Image: Kristof Vranken
Manifesta, the roving European Biennial of Contemporary Art, showcases the most innovative work by artists and curators from Europe and beyond. Kicking off in Belgium on June 2, 2012 and running for a period of 120 days, Manifesta 9 will be taking place in the historical Mine Building of Waterschei in Genk, Limburg, Belgium. Since its first edition 15 years ago, Manifesta has been concerned with the idea of breaking down barriers, crossing borders and building bridges. Incorporating exhibitions, performances, multi-media experiments and broadcasts, Manifesta 9 highlights the very best of creative thought, research and experimentation, involving individual artists and artistic communities with diverse backgrounds from all around the world. For the first time in the history of Manifesta the exhibition will not be limited to contemporary art. In 2012, the former coalmining complex in Waterschei will become the stage for a multi-faceted exhibition showcasing, alongside the vast contemporary art section, a groundbreaking collection of historical artworks directly related to the history of mining, industrialism and the importance of coal in the 19th and 20th centuries. Furthermore Manifesta 9 aims to reveal a completely fresh approach to dealing with material and immaterial heritage.
Manifesta changes its location every two years in response to a variety of social, political and geographical considerations. Since 1996, it has been held in Rotterdam, Luxembourg, Ljubljana, Frankfurt, Donostia-San Sebastián, Nicosia, Trentino-Alto Adige and the Region of Murcia.
Cuauhtémoc Medina heads the curatorial department of Manifesta 9 and works as a curator, art critic and historian. He lives and works in Mexico City. He holds a PhD in Art History and Theory from the University of Essex, UK. Medina is a researcher at the Instituto de Investigaciones Estéticas at the National University of Mexico. Medina was the first Associate Curator of Latin American Art Collections at Tate Modern in London.

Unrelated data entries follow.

PR #1851, opened 2023-01-11
Update api naming

Menkveld-24:
Update for the api for ProTube database restructure pr, see https://github.com/saproto/ProTube/pull/52
Only merge them together as this will be breaking for non database refactored protube


ysbrandB (approved):
LGTM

Katerina Gregos is a curator and writer based in Brussels, Belgium. She is currently curator of Newtopia: The State of Human Rights (Mechelen, 2012). Recent exhibitions include the Danish Pavilion at the 54th Venice Biennial and the 4. Fotofestival Mannheim Ludwigshafen Heidelberg (both 2011). Previously, Gregos served as artistic director of Argos - Centre for Art & Media, Brussels, and director of the Deste Foundation, Centre for Contemporary Art, Athens.
Dawn Ades is a fellow of the British Academy, a former trustee of Tate and was awarded an OBE in 2002 for her services to art history. She has been responsible for some of the most important exhibitions in London and overseas over the past thirty years, including “Dada and Surrealism Reviewed”, “Art in Latin America” and “Francis Bacon”. Dawn Ades has a remarkably wide knowledge of the social and poetic dynamics of modernism and the avant-garde both in Europe and the Americas.